PR #3407, opened 2024-07-15
AudioBridge destroyed doc updated

keremcadirci:
AudioBridge `destroy` message response `destroyed` documentation updated


lminiero:
Apologies for the late reply, we were away due to the holidays. Thanks for the fix, merging!

PR #3412, opened 2024-07-25
Fix handling of "data" stream parameters in the streaming plugin

### LINKED ISSUE #3411: [1.x] databuffermsg/buffermsg not working for streaming plugin
1.2.3

No, currently this is the latest version.

**Was this working before?**
I do not know

No

**Additional context**
Last message is never sent, even when enabling buffermsg on data stream.

I believe this bug is has two different causes:

https://github.com/meetecho/janus-gateway/blob/0d1da91daebb1afcc500b4fff63bef8fb846dfbf/src/plugins/janus_streaming.c#L2182-L2187

I think buffermsg container should be *m* instead of *cat*. This is not a big issue because there is a workaround: to set `buffermsg = true` in the root of the mountpoint in the configuration file (*dataype* is also affected by the same problem, and it should be *type* instead) 

https://github.com/meetecho/janus-gateway/blob/0d1da91daebb1afcc500b4fff63bef8fb846dfbf/src/plugins/janus_streaming.c#L9949-L9961

*pkt* is created and filled with the contents of the last relay packet, but then it is not used for anything else (causing, I believe, a memory leak) I suppose the idea was to copy the data in last_msg (after freeing the previous last_msg). Finally, I think that *packet* in the lines 9955 to 9958 should be *pkt*

atoppi:
Attempt to fix #3411

### DIFF
--- a/src/plugins/janus_streaming.c
+++ b/src/plugins/janus_streaming.c
@@ -1118,6 +1118,7 @@ static struct janus_json_parameter rtp_media_parameters[] = {
 	{"port3", JANUS_JSON_INTEGER, JANUS_JSON_PARAM_POSITIVE},
 	{"svc", JANUS_JSON_BOOL, 0},
 	/* Data only */
+	{"datatype", JANUS_JSON_STRING, 0},
 	{"buffermsg", JANUS_JSON_BOOL, 0},
 };
 static struct janus_json_parameter rtp_audio_parameters[] = {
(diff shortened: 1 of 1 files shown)


atoppi:
Converted the PR into draft since the changes have become more error prone and I'd like to have a review first.

In the current status the sending of the buffered message happens in the `data_ready` callback. In the callback we iterate the session, looking for streams that have the `buffermsg` flag set to true.
I'm not sure if that callback might be issued multiple times, in particular when multistream and renegotiation come into play.
Also the condition to drop packets in `relay_rtp_packet` has been changed to let early data packets come through.

atoppi:
Updated the patch in order to send a buffered message only the first time `data_ready` is being called.
I'm still not sure of potential side-effects / bad behaviors in case of renegotiation or restart.

lminiero:
> I'm still not sure of potential side-effects / bad behaviors in case of renegotiation or restart.

The `data_ready` callback is sent any time the buffers in the SCTP stack empty, and so it's safe to send again. That's why we also use it as a trigger for when we can start sending the first time. This has nothing to do with renegotiations or restart, since it has to do with the SCTP stack, and using the `dataready` volatile int should be safe since it's only reset when `hangup_media` hits.

atoppi:
I have reverted a condition that was meaningless.
Merging since it seems to work.

PR #3424, opened 2024-09-09
Parse SDP with strtok_r

atoppi:
See #3414 for some more background.

This patch replaces `g_strplit` with `strtok_r` when tokenizing the SDP in `janus_sdp_parse`.


lminiero:
Merging.

PR #3426, opened 2024-09-16
Add display property on leave or unpublish event

amnonbb:
As title say. If it's not doing problem somewhere it's help to get display property in event as it's done in other places.


lminiero:
Good catch: is that what you meant to do @amnonbb?

amnonbb:
> Good catch: is that what you meant to do @amnonbb?

Yes. it is. Almost in all places we got display property except  kicked / unpublished / leaving

amnonbb:
> Just to double check since it is not being mentioned: this is for the `kicked` / `unpublished` / `leaving` event emitted **to the event handlers**, so unrelated to the Janus API event.

Sorry, now i understood what you ask. Event handlers is where i used it and keep fork only for this change. But generally may be right to add it in Janus API event as well.

lminiero:
@amnonbb looks good to me! Could you also update the documentation of the impacted events, though, to clarify there could be a `display` property too now?

oksy31 (approved):

lminiero:
Thanks, merging! I'll consider if porting the same patch to 0.x as well.

PR #3443, opened 2024-10-04
Change the way call-IDs are tracked in the SIP plugin (fixes #3404)

### LINKED ISSUE #3404: [1.x] SIP plugin: possibility of inconsistent session mapping in 'callids' hash table
1.2.4 (195bac04d431301f6efb84156a5eaf8a4f06d8ea)

Yes. I am testing with latest `master` branch.

**Was this working before?**
No.

-

**Additional context**
In case of call between two SIP handlers registered within one Janus (so when outgoing and incoming legs of one call going via the same Janus) the `callids` hash table will hold reference to latter initiated SIP call session of such call ([incoming](https://github.com/meetecho/janus-gateway/blob/c161ca023fe9be31016407172f52145cddc6f94b/src/plugins/janus_sip.c#L5401) one, because it is follow [outgoing](https://github.com/meetecho/janus-gateway/blob/c161ca023fe9be31016407172f52145cddc6f94b/src/plugins/janus_sip.c#L3911) one). This occurs because `callids` uses the `callid` as a key, which remains the same for both legs of the call.

This issue leads to incorrect functionality during attended transfers of such call, specifically in [composing the `Refer-To` header](https://github.com/meetecho/janus-gateway/blob/c161ca023fe9be31016407172f52145cddc6f94b/src/plugins/janus_sip.c#L4464) (incorrect order of `from-tag` and `to-tag`), as it uses the incoming leg instead of the outgoing one. (And yes if SIP handlers registered within different Janus all transfers functionality works as expected.)

Upon reviewing the usage of the `callids` hash table, it appears that the Sofia-SIP logger functionality also behaves incorrectly in scenarios where both legs of the same call traverse a single Janus instance, because all SIP out events will be associate with an incoming leg of such call.

lminiero:
This PR is an attempt to address the problem @ycherniavskyi reported in issue #3404. We have to thank Yurii for this fix as well, as his company, @WebTrit, sponsored the effort to investigate the issue and come up with a potential solution. Thanks, guys!

Coming to the core of the issue, Yurii identified an inconsistency in how Call-IDs were used as ways to address sessions in the SIP plugin, that would occur specifically when caller and callee were handled by the same Janus instance, and so the map would be overwritten. This could cause problems in two specific cases:

1. When using event handlers to notify incoming/outgoing SIP messages to an external backend (e.g., Homer) and mapping them to the plugin session (and so Janus handle) they belonged to.
2. When doing attended SIP transfers to fill in the `Replaces` header properly.

This PR introduces a new kind of mapping where we don't map the call-ID to a single session, but instead map it to a new structure that can keep track of both a caller and a callee, by keeping track of caller tags too. That structure is only updated with info on sessions handled by the Janus instance, and allows us to track both parties in a call from the same call-ID. This allowed us to solve the two problems above in two separate ways:

1. For event handlers, we find the mapping from call-ID, and then check From/To headers to find the right session looking at tags in the request.
2. For attended transfers, we limit the scope of lookups to sessions handled by the session implementing the transfer: in fact, transfers in Janus rely on the concept of master/helper sessions to implement multiple lines, and limiting the scope to those lines allows us to avoid ambiguities.

As usual, while this PR is currently for `master`, I'll backport it to `0.x` once it's merged. I tested the PR briefly and it seems to work, but of course my ability to test SIP deployments (and those use cases in particular) is limited. I'm looking forward to feedback, to ensure that first of all this fixes the two problems we mentioned, but also that we're not introducing regressions with these changes. If you use SIP extensively in your deployments, please make sure to test this and give us all the feedback we need to make sure it's merged as soon as possible.

### DIFF
--- a/src/plugins/janus_sip.c
+++ b/src/plugins/janus_sip.c
@@ -1063,7 +1063,7 @@ typedef struct janus_sip_session {
 	janus_sip_media media;
 	char *transaction;
 	char *callee;
-	char *callid;
+	char *callid, *local_tag;
 	guint32 refer_id;			/* In case we were asked to transfer, keep track of the ID */
 	janus_sdp *sdp;				/* The SDP this user sent */
 	janus_recorder *arc;		/* The Janus recorder instance for this user's audio, if enabled */
@@ -1089,6 +1089,11 @@ typedef struct janus_sip_session {
 	janus_refcount ref;
 	janus_sip_dtmf latest_dtmf;
 } janus_sip_session;
+
+typedef struct janus_sip_call {
+	janus_sip_session *caller;
+	janus_sip_session *callee;
+} janus_sip_call;
 
 static GHashTable *sessions;
 static GHashTable *identities;
@@ -1121,8 +1126,17 @@ static void janus_sip_session_destroy(janus_sip_session *session) {
 	if(session && g_atomic_int_compare_and_exchange(&session->destroyed, 0, 1)) {
 		if(session->master == NULL && session->account.identity)
 			g_hash_table_remove(identities, session->account.identity);
-		if(session->callid)
-			g_hash_table_remove(callids, session->callid);
+		if(session->callid) {
+			janus_sip_call *call = g_hash_table_lookup(callids, session->callid);
+			if(call) {
+				if(call->caller == session)
+					call->caller = NULL;
+				else if(call->callee == session)
+					call->callee = NULL;
+				if(call->caller == NULL && call->callee == NULL)
+					g_hash_table_remove(callids, session->callid);
+			}
+		}
 		janus_refcount_decrease(&session->ref);
 	}
 }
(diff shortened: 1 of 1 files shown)


lminiero:
Pinging @lmangani as well, since before this fix SIP messages sent to Homer may have been misattributed by the core.

lminiero:
@ycherniavskyi any feedback on this?

ycherniavskyi:
@lminiero yes, we just finished our testing, and unfortunately we get Janus crash in some cases.

lminiero:
If there's crashes, I'll need a gdb stacktrace or, even better, a libasan dump, to see _where_ it crashes. Just the SIP messages (which is what I see in that gist) won't help unfortunately.

lminiero:
@ycherniavskyi while we wait for those crash logs I mentioned, the only thing I noticed in your log is that there seem to be many SIP BYEs that are never answered, I guess because, as you pointed out, Janus seems to be crashing when it gets the first one. That said, we don't do anything in `nua_i_bye` except save the reason for the BYE, and that wasn't changed in this PR. I personally can't replicate this crash, so I'll need debugging info from you to look into it.

lminiero:
Merging :v:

# What is being asked
The lines holding the word "been" are the answer. Pull them out of the records and copy them.

# Result below
Also the condition to drop packets in `relay_rtp_packet` has been changed to let early data packets come through.
Pinging @lmangani as well, since before this fix SIP messages sent to Homer may have been misattributed by the core.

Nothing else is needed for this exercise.